政略結婚かと思ったら溺愛婚でした。
2.桜の思い出
「本日から、よろしくお願いいたします」

 浅緋は片倉のマンションに引っ越しをした。
 と言っても、片倉が引っ越し屋の手配なども全て済ませてくれて、迎えにきてくれたので、浅緋がすることはほとんどなかったのだが。

 あの雪の日以降、片倉とはその後数回顔を合わせた。

 父が保有している会社はいくつもあるけれど、そのほとんどを片倉が代表を務めているベンチャーキャピタルで今後面倒を見ることになっている、と顧問弁護士から後で聞いた。

 社名は変わらないけれど、会社経営のノウハウを持った人物が配置され、会社を経営してゆくのだそうだ。

 母も浅緋も経営については全くの素人なので、父がそう決めていたのであれば、きっとそれがベストなのだろうと思っている。
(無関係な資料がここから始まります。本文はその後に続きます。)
PR #4354, opened 2022-04-20
Fix #3810: flask messages

### LINKED ISSUE #3810: ../sirepo/util.py:222:in_flask_request flask.request is False
@e-carlin should this be coming out normally?

gurhar1133:
Now logs message when server is true

### DIFF
--- a/sirepo/server.py
+++ b/sirepo/server.py
@@ -658,8 +658,7 @@ def init(uwsgi=None, use_reloader=False, is_server=False):
     uri_router.init(_app, simulation_db)
     if is_server:
         sirepo.db_upgrade.do_all()
-        # giving this info to util so it knows to show message
-        # to help debug for: https://github.com/radiasoft/sirepo/issues/3727
+        # Currently used for a special case in sirepo.util.in_flask_request. Do not use widely, because we should avoid server vs pkcli dependencies.
         sirepo.util.is_server = True
     return _app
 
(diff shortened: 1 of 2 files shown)


sirepo/util.py
```diff
@@ -29,6 +29,9 @@
 
 cfg = None
 
+#: Treat as read only. Only set by server.py
```
robnagler, line 32: `#: This should be treated as read only and used sparingly. See discussion in sirepo.server.init`

sirepo/util.py
```diff
@@ -270,7 +273,8 @@ def in_flask_request():
     if not f.request:
         if _log_not_request < 10:
             _log_not_request += 1
-            pkdlog('flask.request is False')
+            if is_server:
+                pkdlog('flask.request is False')
```
robnagler, line 277: `# This will help debug https://github.com/radiasoft/sirepo/issues/3727`

sirepo/server.py
```diff
@@ -658,6 +658,9 @@ def init(uwsgi=None, use_reloader=False, is_server=False):
     uri_router.init(_app, simulation_db)
     if is_server:
         sirepo.db_upgrade.do_all()
+        # giving this info to util so it knows to show message
```
robnagler, line 661: `# Currently used for a special case in sirepo.util.in_flask_request. Do not use widely, because we should avoid server vs pkcli dependencies.`

robnagler (changes requested):
I wrote comments about comments. Let me know if you don't understand why I made those changes.

gurhar1133:
Made changes

@robnagler, some of your comments have ':' and some don't. What is the rule pertaining to ':' again? 

Otherwise the changes to comments make sense

robnagler:
Here's the example: https://www.sphinx-doc.org/en/master/usage/extensions/example_google.html

It's a way to get the string into the generated documentation.

robnagler (approved):

PR #4357, opened 2022-04-21
Fix #4356: get srw running in parallel on Cori

### LINKED ISSUE #4356: srw not running parallel at NERSC
__srwl_logs/*.log should look like this when running in parallel
```
Calculation on 1024 cores with averaging of 20 particles/iteration.
Running      400 out of 1500000 (  0.03% complete)
Running      800 out of 1500000 (  0.05% complete)
Running     1200 out of 1500000 (  0.08% complete)
```

It will look like this when run across multiple cores but each core is running independently
```
Calculation on 1 cores with averaging of 2500000 particles/iteration.
Running       25 out of 2500000 (  0.00% complete)
Running       25 out of 2500000 (  0.00% complete)
Running       25 out of 2500000 (  0.00% complete)
```

e-carlin:
SRW uses MPI when running in parallel. On Cori we run inside of
shifter. In order for the correct MPI libs to be loaded Cori swaps MPI
libs in the running shifter image
https://docs.nersc.gov/development/shifter/how-to-use/#using-mpi-in-shifter.

This is not working properly. So, we need to manually add the
libraries ourself.

@robnagler this is enough to get things working. Obviously, less than optimal to have to manually add these libs by hand. Also, not sure if other libraries for unused parts of mpi are missing...

### DIFF
--- a/sirepo/pkcli/job_agent.py
+++ b/sirepo/pkcli/job_agent.py
@@ -748,9 +748,8 @@ class _SbatchRun(_SbatchCmd):
 cat > bash.stdin <<'EOF'
 {self.job_cmd_source_bashrc()}
 {self.job_cmd_env()}
-if [[ ! $LD_LIBRARY_PATH =~ /usr/lib64/mpich/lib ]]; then
-    export LD_LIBRARY_PATH=$LD_LIBRARY_PATH:/usr/lib64/mpich/lib
-fi
+# Inject libmpi ourselves. See: git.radiasoft.org/sirepo/issues/4356
+export LD_LIBRARY_PATH=/opt/cray/pe/mpt/7.7.19/gni/mpich-gnu-abi/8.2/lib:$LD_LIBRARY_PATH
 exec python {template_common.PARAMETERS_PYTHON_FILE}
 EOF
 exec srun {m} {s} /bin/bash bash.stdin
--- a/sirepo/pkcli/job_agent.py
+++ b/sirepo/pkcli/job_agent.py
@@ -749,7 +749,10 @@ cat > bash.stdin <<'EOF'
 {self.job_cmd_source_bashrc()}
 {self.job_cmd_env()}
 # Inject libmpi ourselves. See: git.radiasoft.org/sirepo/issues/4356
-export LD_LIBRARY_PATH=/opt/cray/pe/mpt/7.7.19/gni/mpich-gnu-abi/8.2/lib:$LD_LIBRARY_PATH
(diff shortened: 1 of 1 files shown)


sirepo/pkcli/job_agent.py
```diff
@@ -751,6 +751,19 @@ def _processor():
 if [[ ! $LD_LIBRARY_PATH =~ /usr/lib64/mpich/lib ]]; then
```
robnagler, line 751: This probably isn't needed any more?

sirepo/pkcli/job_agent.py
```diff
@@ -751,6 +751,19 @@ def _processor():
...
     export LD_LIBRARY_PATH=$LD_LIBRARY_PATH:/usr/lib64/mpich/lib
 fi
+export LD_LIBRARY_PATH=/opt/cray/pe/mpt/7.7.19/gni/mpich-gnu-abi/8.2/lib:$LD_LIBRARY_PATH
```
robnagler, line 754: This one should be documented too, e.g. libmpi_..?

Make a for loop? Perhaps it's time to add something like rs_shifter to bashrc?

```sh
declare -a x=(
    # libxpmem.so.0
    xpmem/2.2.27-7.0.3.1_3.4__gada73ac.ari
...
)
for y in "${x[@]}"; do
    LD_LIBRARY_PATH=/opt/cray/$y/lib64:$LD_LIBRARY_PATH
done
export LD_LIBRARY_PATH
```

robnagler (changes requested):

sirepo/pkcli/job_agent.py
e-carlin: It isn't https://github.com/radiasoft/sirepo/pull/4357/commits/87ef691b2e109cfb81600600cc11a39568aab666

sirepo/pkcli/job_agent.py
e-carlin: Turns out that one (imports libmpi) is the only one that is needed https://github.com/radiasoft/sirepo/pull/4357/commits/87ef691b2e109cfb81600600cc11a39568aab666

robnagler: I think this should be like it was, that is, it shouldn't reinsert in the path if already there.

e-carlin: https://github.com/radiasoft/sirepo/pull/4357/commits/78958ee6dcf1e1756d101755c8437c86914edcea

robnagler (approved):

 その他の相続に関しても、顧問弁護士や顧問税理士からのアドバイスと遺言に従って粛々と進められた。

 片倉と顔を合わせたのは、会社の件で委任状が必要だと母と浅緋の実印を取りにきた時と、その時に『今度、お食事にお誘いしてもいいですか?』と聞かれ、食事に行くことになった時だ。